Unless you know where to look – and that's in The Guardian.
Last week a fare left one in the back of the cab. It was old, wrinkled and well-thumbed.
The hummous was topped by lamb that had enjoyed a long slow marination, its warm juices running into the chick pea puree to superb effect. I often beat my own meat in the kitchen, so I can appreciate this
This would do to keep the seats clean, I thought, as I slowly applied the handbrake and pulled off the rank.
It was time to valet the cab after a week of night collar Christmas action; punters trooping through like Lewis's grotto and leaving a sticky fog of stale kebabs and chips, Paco Rabanne, spilled WKD and worse.
The Febreze wasn't up to this lot, although it does the job underarm when it gets sweaty on the bimble. Nor was the Henry. This was going to have to be a hand job.
I needed a sit-down for this, and that's when I saw the article written by some bird who works in one of the theatres. “My Merseyside” it was called, and it told you where to go and mentioned hookahs.
For the umpteenth time I wondered how come they never ask Fat Git where to go? The Guardian would do well to come to Liverpool and get tips from me. They could call it “A taxi driver's Merseyside”.
I may frequently be forced to blow my own horn, but let me tell you, I am a seasoned and well-travelled man of the world and therefore unusual in Liverpool. My opinions are trusted, my experience vast and, having been on incapacity benefit for 17 years, I have had plenty of practice brushing up on my typing skills – if you know what I mean.
I have also eaten in the finest restaurants that the international Michelin guide can throw up, and speaking of throwing up, the reason I found myself on my knees on the floor this day was all down to an accident that Kruger, my cousin Tony's dog, had had. I often have WAGs in the back, but not literally. Kruger gets travel sick. Either that or it was the box of Ferrero Rochers he'd robbed.
All over the seat. All credit to him though: he'd done a good job of “hoovering” it all up again himself. If only the Victoria Street fares were as thoughtful. He'd growled at me when I tried to intervene. But what was left wasn't getting any better.

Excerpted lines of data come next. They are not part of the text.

PR #458, opened 2017-08-07
Revent integrated

sdpenguin:
Moved the ReventWorkload class to the Linux folder with new features (see 'revent' workload below) and it has now instead been sub-classed in the Android folder. There have been no functional changes as of yet to the Android version, but the possibility exists for their implementation and is detailed in the comments.

Introduced a new 'revent' workload to playback simple revent recordings, for use with instrumentation. The possibility to specify a .close file (which runs during teardown) as well as the existent .setup revent file has been added. It is also now possible to run the workload with 'idle' set to True in order to simply wait for a specified amount of time whilst still recording results instead of running the .run revent file, whilst still being able to run .setup and .close revent files.

Finally - a fix for a bug which meant the Chromebook Plus's (and possibly other unknown devices?) device_model had a trailing null character - this is now automatically removed.

### DIFF
--- a/wlauto/common/android/workload.py
+++ b/wlauto/common/android/workload.py
@@ -16,22 +16,19 @@
 import os
 import sys
 import time
-from math import ceil
 
 from distutils.version import LooseVersion
 
 from wlauto.core.extension import Parameter, ExtensionMeta, ListCollection
 from wlauto.core.workload import Workload
-from wlauto.core.resource import NO_ONE
-from wlauto.common.android.resources import ApkFile, ReventFile
-from wlauto.common.resources import ExtensionAsset, Executable, File
+from wlauto.common.android.resources import ApkFile
+from wlauto.common.resources import ExtensionAsset, File
 from wlauto.exceptions import WorkloadError, ResourceError, DeviceError
 from wlauto.utils.android import (ApkInfo, ANDROID_NORMAL_PERMISSIONS,
                                   ANDROID_UNCHANGEABLE_PERMISSIONS, UNSUPPORTED_PACKAGES)
 from wlauto.utils.types import boolean, ParameterDict
-from wlauto.utils.revent import ReventRecording
 import wlauto.utils.statedetect as state_detector
-import wlauto.common.android.resources
+from wlauto.common.linux.workload import ReventWorkload
 
 
 DELAY = 5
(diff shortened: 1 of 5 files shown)


wlauto/common/android/workload.py
```diff
@@ -32,6 +32,7 @@
 from wlauto.utils.revent import ReventRecording
 import wlauto.utils.statedetect as state_detector
 import wlauto.common.android.resources
+from wlauto.common.linux.workload import ReventWorkload as ReventWorkloadMaster #Need to have a version of this class for Android, with fixed settings
```
setrofim: Don't do this. Instead...

wlauto/common/android/workload.py
```diff
@@ -481,83 +482,19 @@ def teardown(self, context):
...
-        self.on_device_setup_revent = None
-        self.on_device_run_revent = None
-        self.statedefs_dir = None
-
+        super(ReventWorkload, self).__init__(device, _call_super, **kwargs)
         if self.check_states:
             state_detector.check_match_state_dependencies()
+        self.idle = False #Idle mode is not currently implemented for Android
+        self.no_close = True #Currently support for .close files is not implemented for Android workloads
+        self.default_naming = True #Currently only default-named revent files generated via wa record are implemented for Android workloads
```
setrofim: erm, why? (to all three)

wlauto/common/android/workload.py
```diff
@@ -481,83 +482,19 @@ def teardown(self, context):
...
-            # pylint: disable=too-few-format-args
-            message = '{0}.run.revent file does not exist, Please provide one for your device, {0}'.format(self.device.name)
-            raise WorkloadError(message)
-
-        self.on_device_revent_binary = self.device.install_executable(revent_binary)
-        self.device.push_file(self.revent_run_file, self.on_device_run_revent)
-        self.device.push_file(self.revent_setup_file, self.on_device_setup_revent)
-
-    def _check_statedetection_files(self, context):
+    def _check_statedetection_files(self, context): #Currently Android only
```
setrofim: ...this can be moved down into `GameWorkload`

wlauto/common/linux/workload.py
```diff
@@ -0,0 +1,146 @@
...
+from wlauto.utils.revent import ReventRecording
+
+class ReventWorkload(Workload):
+    # pylint: disable=attribute-defined-outside-init
+
+    parameters = [
+        Parameter('default_naming', kind=bool, default=False,
+                  description='Use the default naming. Set this option to true if the revent file you wish to use was '
+                              'generated using the wa record command.'),
+        Parameter('idle', kind=bool, default=False,
```
setrofim: You don't need this. Just remove the default for `idle_time`. Then if it is not set (i.e. is `None`), you can assume that `idle == False`.

wlauto/common/linux/workload.py
```diff
@@ -0,0 +1,146 @@
...
+                  description='Say whether or not you want this workload to be run in idle mode. In idle mode the revent '
+                              'will only run .setup and .close files and in between will be idle for however many seconds '
+                              'you specify.'),
+        Parameter('idle_time', kind=int, default=10,
+                  description='The time you wish the device to remain idle for (idle must be True for this to be relevant).'),
+        Parameter('file_name', kind=str, default=None,
+                  description='The name of the revent file to look for. Will also look for file_name.setup and file_name.close'),
+        Parameter('no_setup', kind=bool, default=False,
+                  description='Set to True to force disable the setup revent file from running.'),
+        Parameter('no_close', kind=bool, default=False,
```
setrofim: All references to "close" should be changed to "teardown" to be consistent with existing nomenclature.

setrofim: Also, I'm not sure these should be parameters. I would assume that the requirement for setup and teardown would depend on the workload, not the user; i.e. they should be configured on per-workload, rather than per-invocation, basis.

I would create class  attributes `setup_required` and `teardown_required` which default to `True` in the base and may be overridden by individual workload definitions as needed.

wlauto/resource_getters/standard.py
```diff
@@ -89,8 +89,21 @@ def get_base_location(self, resource):
     def register(self):
         self.resolver.register(self, 'revent', GetterPriority.package)
 
-    def get(self, resource, **kwargs):
-        device_model = resource.owner.device.get_device_model()
+    def get(self, resource, **kwargs): 
+        if 'custom_name' in kwargs:
```
setrofim: Why allow custom names?

wlauto/workloads/revent/__init__.py
```diff
@@ -0,0 +1,28 @@
+from wlauto.common.linux.workload import ReventWorkload
+
+class Revent(ReventWorkload): #Skeleton class for implementation of ReventWorkload. This is needed because the Android 'ReventWorkload' also inherits from the Linux ReventWorkload
```
setrofim: Why?

wlauto/common/android/workload.py
sdpenguin: Its to ensure that the Android version of the Workload is essentially the same as it was before since the Idle mode and .close file features as well as non-default names haven't been done for Android yet, so for now I have just forced the options.

wlauto/common/android/workload.py
sdpenguin: Moved

wlauto/common/linux/workload.py
sdpenguin: OK, have now implemented so that supplying an idle_time overrides .run files with no need for an idle parameter

wlauto/workloads/revent/__init__.py
sdpenguin: Have removed the class

wlauto/common/linux/workload.py
```diff
@@ -0,0 +1,148 @@
...
+from wlauto.common.resources import Executable
+from wlauto.common.android.resources import ReventFile
+from wlauto.exceptions import WorkloadError
+from wlauto.utils.revent import ReventRecording
+
+class ReventWorkload(Workload):
+    # pylint: disable=attribute-defined-outside-init
+
+    parameters = [
+        Parameter('default_naming', kind=bool, default=False,
```
sdpenguin: I have removed it as well as support for non-default naming

wlauto/common/linux/workload.py
```diff
@@ -0,0 +1,148 @@
...
+        self.statedefs_dir = None
+
+    def initialize(self, context):
+        devpath = self.device.path
+        self.on_device_revent_binary = devpath.join(self.device.binaries_directory, 'revent')
+
+    def setup(self, context):
+        devpath = self.device.path
+        if not self.no_setup:
+            self.logger.info('Trying to get .setup')
```
sdpenguin: Have removed this from the ReventWorkload class and instead added a debug line for ReventGetter

wlauto/common/linux/workload.py
```diff
@@ -0,0 +1,148 @@
...
+    def _check_revent_files(self, context):
+        # check the revent binary
+        revent_binary = context.resolver.get(Executable(NO_ONE, self.device.abi, 'revent'))
+        if not os.path.isfile(revent_binary):
+            message = '{} does not exist. '.format(revent_binary)
+            message += 'Please build revent for your system and place it in that location'
+            raise WorkloadError(message)
+        if not self.revent_run_file and not self.idle:
+            # pylint: disable=too-few-format-args
+            message = 'It seems a {0}.run.revent or custom_name.run.revent file does not exist, Please provide one for your device: {0}.'.format(self.device.name)
```
sdpenguin: Since I've removed support for custom file names, the line has been shortened.

wlauto/resource_getters/standard.py
```diff
@@ -90,7 +90,20 @@ def register(self):
...
+                        path = os.path.join(location, candidate)
+                        try:
+                            ReventRecording(path).close()
+                            return path
+                        except ValueError as e:
+                            self.logger.warning(e.message)
+                            continue
+        device_model = resource.owner.device.get_device_model() #name format: [model/device_name.stage.revent]
         wa_device_name = resource.owner.device.name
         for name in [device_model, wa_device_name]:
```
sdpenguin: Redundant now that custom_name is removed, but thanks :1st_place_medal:

wlauto/common/android/workload.py
sdpenguin: Now only setup_required (the replacement for no_setup) is set to True and other variables are either defaulted correctly or removed

wlauto/common/linux/workload.py
```diff
@@ -0,0 +1,148 @@
...
+    def run(self, context):
+        if not self.idle:
+            self.run_timeout = self.run_timeout or self.default_run_timeout
+            command = '{} replay {}'.format(self.on_device_revent_binary, self.on_device_run_revent)
+            self.logger.debug('Replaying {}'.format(os.path.basename(self.on_device_run_revent)))
+            self.device.execute(command, timeout=self.run_timeout)
+            self.logger.debug('Replay completed.')
+        else:
+            self.logger.info('Idling for ' + str(self.idle_time) + ' seconds.')
+            time.sleep(self.idle_time)
```
sdpenguin: Have changed it to self.device.sleep()

sdpenguin:
Ready for review

wlauto/common/linux/workload.py
```diff
@@ -0,0 +1,151 @@
...
+        self.teardown_timeout = kwargs.get('teardown_timeout', None)
+        self.revent_setup_file = None
+        self.revent_run_file = None
+        self.revent_teardown_file = None
+        self.on_device_setup_revent = None
+        self.on_device_run_revent = None
+        self.on_device_teardown_revent = None
+        self.statedefs_dir = None
+        self.setup_required = False
+        self.teardown_required = False
```
setrofim: These should be class, not instance, attributes.

PR #463, opened 2017-08-11
Add Jankbench workload

bjackman:
Jankbench simulates user interaction with Android UI components and records
frame rendering times and 'jank' (rendering discontinuity) in an SQLite
database. This  is believed to be a good proxy for the smoothness of user
experience.

This is essentially implemented by copy-pasting from the Jankbench support in
LISA[1] and the GlbCorb benchmark already in WA.

Some notes:

 - Jankbench is not currently publicly available, but it is in use by multiple
   organisations.
 - This doesn't include code for analysing the result.

### DIFF
--- a/wlauto/workloads/jankbench/__init__.py
+++ b/wlauto/workloads/jankbench/__init__.py
@@ -1,0 +1,200 @@
+#    Copyright 2017 ARM Limited
+#
+# Licensed under the Apache License, Version 2.0 (the "License");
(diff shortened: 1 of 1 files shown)


setrofim:
Given the two bullet points in your notes, this seems of limited use. Is this worth merging at this stage?

bjackman:
OK, closing for now

PR #464, opened 2017-08-11
revent.py: Fix handling of zero-event files

sdpenguin:
Previously the try clause worked to catch StopIteration exceptions correctly,
however upon catching the exception, another statment which set self._duration
to (last.time - first.time) was being run regardless, which defeated the point
of the try clause.

This has been fixed by introducing an else clause to contain said statement.


setrofim:
:+1:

I continued rubbing away feverishly. I would be needing a bucket at this rate. Not just a roll of Andrex.
Could I be doing with it? No. Not when the bird in the paper was going on about this restaurant called Sahara. To quote: “Situated directly behind the Everyman is this excellent Lebanese restaurant. The food is fantastically fresh, the portions enormous, the prices very reasonable and the atmosphere unique, with hubba-bubba pipes aplenty: the scene of many a cast party. BYO wine. 36 Townsend Lane, 0151 260 1608.”
Now I don't know about you, but 36 Townsend Lane, 0151 260 1608, is NOT behind the Everyman. Not unless they've moved the Everyman to Walton. And they accuse cabbies of taking people around the houses.
The gaffer on here told me it's so off the radar that the London Guardian probably couldn't check it so just went to Google Maps. Maybe Sahara was a mirage in Walton, she chuckled softly before hanging up abruptly in the middle of things.
Once again, I was forced to take matters into my own hands.
Saharaa is in Arrad Street. And I didn't need sat nav to find this oasis. It doesn't sell alcohol and neither does the open-all-hours shop next door.
“I can do you a couple of cans of Red Bull,” the lad in there offered.
“How old d'you think we are? 17?” retorted our kid Tony.
It's called Saharaa, with two As, not one.
It was excellent.
Huge, cheap portions of delicious, fresh food. Mezzes with kick, hummous with zest, king prawns with succulence and the size of a fat thumb. Moreish sausages that are spicy. Moorish kebabs that are tender and meaty. It's all cooked perfectly.
The décor: loud and proud. Proper middle eastern bazaar. The waitress, efficient and as gorgeous and exotic as the food. The clientèle is middle eastern young men and women, university lectures, actors, and everything in between. Yet Saharaa has not a pretension and we grazed on dish after dish.
The idea of crushed nuts covered in chilli makes any blood red male like myself fairly wince, but Muhammara (£2.75), was such a sexy and worthy alternative to a boring bowl of hummous that it's a shame Tesco's don't make it. The hummous we did have (Hummous Bil Laham, £3.50) was topped by lamb that had enjoyed a long slow marination, its warm juices running into the chick pea puree to superb effect on the palate.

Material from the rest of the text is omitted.